His arrival in Galilee was in fulfillment of the messianic prophecy in the Book of Isaiah, and so, his ministry began on a strong note of fulfillment - (Isaiah 9:1-2, Matthew 4:12-17).

In Mark, the Greek verb rendered “delivered up” is theologically loaded (paradidōmiStrong’s #G3860). It is repeatedly applied to the “handing over” of the faithful for abuse by religious and governmental authorities. John also was “handed over” for arrest, though it was per the will of God. The references to Jesus being “delivered up” also allude to the fate of Isaiah’s ‘Suffering Servant’:

  • Because his soul was delivered to death, and he was numbered among the transgressors; and he bore the sins of many and was delivered up because of their iniquities - (Mark 9:31, 10:33, Isaiah 53:12).

By coordinating the start of his mission with John’s arrest, the Gospel of Mark shows that it did not begin until the ministry of John had concluded. The preparatory work of the Baptist was finished, so the work of the “Coming One” commenced. The historical context of John’s arrest meant that the Gospel began in adversity.
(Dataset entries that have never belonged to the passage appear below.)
PR #88, opened 2021-05-20
Test: fix -short in tests

moitias:
It seems like some tests that should be skipped with -short weren't, which is fixed with this PR.

This includes *all* tests using record(), as they all seem to require credentials to be set. (?)

### DIFF
--- a/upcloud/service/service_test.go
+++ b/upcloud/service/service_test.go
@@ -319,9 +319,6 @@ func TestErrorHandling(t *testing.T) {
 // - stops the server
 // - deletes the server
 func TestCreateModifyDeleteServer(t *testing.T) {
-	if testing.Short() {
-		t.Skip("Skipping test in short mode")
-	}
 	t.Parallel()
 
 	record(t, "createmodifydeleteserver", func(t *testing.T, svc *Service) {
@@ -398,9 +395,6 @@ func TestCreateModifyDeleteServer(t *testing.T) {
 // - creates a server
 // - deletes the server including storage
 func TestCreateDeleteServerAndStorage(t *testing.T) {
-	if testing.Short() {
-		t.Skip("Skipping test in short mode")
-	}
 	t.Parallel()
 
 	record(t, "createdeleteserverandstorage", func(t *testing.T, svc *Service) {
@@ -494,9 +488,6 @@ func TestGetIPAddresses(t *testing.T) {
 // - modifies the PTR record of the IP address
 // - deletes the IP address
 func TestAttachModifyReleaseIPAddress(t *testing.T) {
-	if testing.Short() {
-		t.Skip("Skipping test in short mode")
-	}
 	t.Parallel()
 
 	record(t, "attachmodifyreleaseipaddress", func(t *testing.T, svc *Service) {
@@ -671,9 +662,6 @@ func TestAttachModifyReleaseFloatingIPAddress(t *testing.T) {
 // - deletes the firewall rule
 //
 func TestFirewallRules(t *testing.T) {
-	if testing.Short() {
-		t.Skip("Skipping test in short mode")
-	}
 	t.Parallel()
 
 	record(t, "firewallrules", func(t *testing.T, svc *Service) {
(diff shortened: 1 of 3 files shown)


aakso:
If you are skipping the tests that call record are they still ran in short mode using the saved fixtures?

moitias:
> If you are skipping the tests that call record are they still ran in short mode using the saved fixtures?

record() calls getCredentials() which panics without credentials set, which - to me - seems to be what -short does. From the readme;

> You can skip running the integration tests and just run the unit tests by passing -short to the test command.

which doesn't *exactly* say that it's for running tests without the credentials, but record() tests would fall under integration tests, no?

aakso:
> which doesn't _exactly_ say that it's for running tests without the credentials, but record() tests would fall under integration tests, no?

getCredentials() doesn't panic if UPCLOUD_GO_SDK_TEST_NO_CREDENTIALS is enabled. Forgive me if I don't understand the codebase completely but it's been my understanding that part of the deal with go-vcr is that we get fixtures we can test later againt verifying that our local parsing and logic works.

moitias:
> > which doesn't _exactly_ say that it's for running tests without the credentials, but record() tests would fall under integration tests, no?
> 
> getCredentials() doesn't panic if UPCLOUD_GO_SDK_TEST_NO_CREDENTIALS is enabled. Forgive me if I don't understand the codebase completely but it's been my understanding that part of the deal with go-vcr is that we get fixtures we can test later against verifying that our local parsing and logic works.

Sure. However;

1. What this PR does is essentially expand -short to all cases similar to where -short is currently used. Tests that do currently skip with -short all are of the record()-type and skip it right away without any concern for the environment variable. I also can't find any pattern to why these particular tests should be skipped with -short; they are TestCreateModifyDeleteStorage, TestAttachDetachStorage, TestCloneStorage, TestTemplatizeServerStorage, TestCreateModifyDeleteServer, TestCreateDeleteServerAndStorage, TestAttachModifyReleaseIPAddress, TestLoadEjectCDROM, TestCreateRestoreBackup, TestFirewallRules and TestTagging. I should and will remove the check from these if we go with the approach in the MR, of course.

2. I'm not sure what the use case for having a separate -short and UPCLOUD_GO_SDK_TEST_NO_CREDENTIALS is? Do we reallly need such granularity and why? Especially separately - I could understand it if one of them implied the other (eg. they would be sort of levels) but I don't really see when we would want to do only one or the other. It seems to complicate testing unnecessarily for me. One option here could be to say that -short does imply NO_CREDS, and change the fake credentials check in getCredentials() to include checking for -short - but then the question becomes what use is the environment variable?

3. The environment parameter is not documented at all. That is, it's impossible to even run tests by reading documentation but without delving into the code, which doesnt seem to be the greatest situation to be in. My view is that we should make the barriers for testing as low as possible in order to make people actually run them rather than get frustrated over trying to figure out what these switches imply and how do they differ. This could of course be improved by improving the documentation, but to do that we would actually need to figure out the difference between -short and NO_CREDS which is still very unclear to me.

Based on these, my suggestion would be removing the NO_CREDS flag and not calling getCredentials if -short is set, basically moving setting the faked username/password from getCredentials() to record(), if -short is set rather than only if NO_CREDS is set. To be clear, this would mean that the recorded tests would be ran with -short with faked credentials and environment credentials without.

Also; I do kind of feel that having integration tests (that actually create resources that cost money) to be the default when running `go test ./...` to be a bit -.. backwards. Default test, IMO, should be something that does succeed without any special flags or environment variables needing to be set. If I was making something like this from scracth, I would personally go with go test *not* running the actual integration tests and put the integration tests behind a flag / build tag. However, I'm fine with just dropping NO_CREDS and documenting -short clearly and moving on for now.

moitias:
Also, it really does seem to me that at least the original intention for -short was indeed to skip tests such as these, as the documentation clearly states that -short allows one to run unit tests only, skipping integration tests and the go-vcr/record() style tests definitely test integration.

moitias:
Also, turns out that the CI pipeline in GH actions runs the tests with NO_CREDS, which means that the actual integration tests against a real backend are not run except by manually by individual developers..

kaminek:
LGTM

Storm - Photo by Bernd 📷 Dittrich on Unsplash
[Storm - Photo by Bernd 📷 Dittrich on Unsplash]


Upon arriving in Galilee, Jesus announced that the “appointed time” was fulfilled. This translation represents the Greek term kairos, meaning, “season, time, the opportune time” (Strong’s - #G2540). The verb rendered as “fulfilled” is in a perfect tense, signifying a completed action. His announcement echoes a passage in Daniel:

  • (Daniel 12:4-9) – “Close up the words and seal the book until the time of the end… And I heard but could not understand, so I said, O my lord, what shall be the issue of these things? Then said he: Go your way, Daniel; for closed up and sealed are the words until the time of the end.
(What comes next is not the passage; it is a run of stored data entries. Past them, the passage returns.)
PR #89, opened 2021-05-21
chore: remove ad-hoc build.sh

moitias:
- remove ad-hoc build.sh (which did not build, but ran some linters and tests) and related scripts 
- run the same (and some additional) linters with golangci-lint instead and add golangci-lint to precommit
- update gh actions to do the linting and running tests in separate steps


.github/workflows/main.yml
```diff
@@ -13,16 +13,20 @@ jobs:
     runs-on: ubuntu-latest
     strategy:
       matrix:
-        go-version: [ 1.14.x, 1.15.x ]
+        go-version: [ 1.14.x, 1.15.x, 1.16.x ]
```
kaminek, line 16: do we really need to support older golang version?

kaminek (approved):
LGTM

.github/workflows/main.yml
moitias: Mmmh, it's a good question - maybe for an SDK it doesn't hurt to test against older versions too, as our users might be on older versions and averse to updating? 

Although, the tests here should _probably_ run the full test suite, including the actual backend integration tests that are now disabled, which can take a while so adding more versions to test might make the tests even more lengthy as - from what I understand - all the tests share creds so we cant even run them in parallel..

moitias: Yeah, after a little think I think we should keep these. This is because I feel we should be quite bconservative when using any brand new language features in the SDK in order to support users who can't or won't update their Go versions.  Thus, the older versions serve the purpose of making sure that we're not using any such features. 

The question this raises, however, is whether 1.14,.1.15 and 1.16 is the selction of versions we actually do want to test again? Would it make more sense to test, for example, 1.10 and 1.16 only - eg. figure out the minimum required version (1.10 picked randomly for this example) and test against that and the very latest version?

PR #93, opened 2021-06-09
feat: add req/res dump for debug

kaminek:
Signed-off-by: Amine Kherbouche <kaminek92@gmail.com>


kaminek:
maybe missing doc update

moitias:
not sure if we want to commit to a logging packge - especially one that is not the same that we use elsewhere
it's already possible for the consumer to intercept the requests - by passing in a custom http.client
i'm not sure about the dumping itself, seems like a custom format and api really shouldnt concern itself with formatting things and much less the terminal
also not a big fan of dumpHTTPRequest modifying the request itself, sort of behind the scenes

Prominent in Daniel is the theme of God’s sovereignty and the promise of the future vindication of His saints. According to Jesus, that time was “at hand.” Hence, the promised kingdom arrived in the person and ministry of the Nazarene. This is why despite opposition from Satan and the religious authorities, his proclamation was “Good News” – (Daniel 2:44-45, Daniel 7:13-14, 7:27).

The term “Kingdom of God” means the rule and sovereignty of God and something more than geographical jurisdiction. The Greek word translated as “Kingdom” can mean “dominion,” “realm,” or “reign.” In short, the dominion or reign of God over all things administered through His Son – (Daniel 7:13-14).

How did individuals respond to the proclamation of the Kingdom? First, Jesus called them to “repent.” Second, he summoned them to “believe” the Good News. Like the Baptist, he proclaimed the imminence of the “Kingdom,” and its approach necessitated repentance and faith. Sadly, many in Israel would react to the “Good News” with hostility as they did to John the Baptist, especially the religious leaders in Jerusalem.

However, although the arrival of the Kingdom was “Good News” for many, it also signaled impending doom for others. A person’s destiny then and now depended on how he or she responded to the Gospel. To enter and inherit the Kingdom required faith and repentance.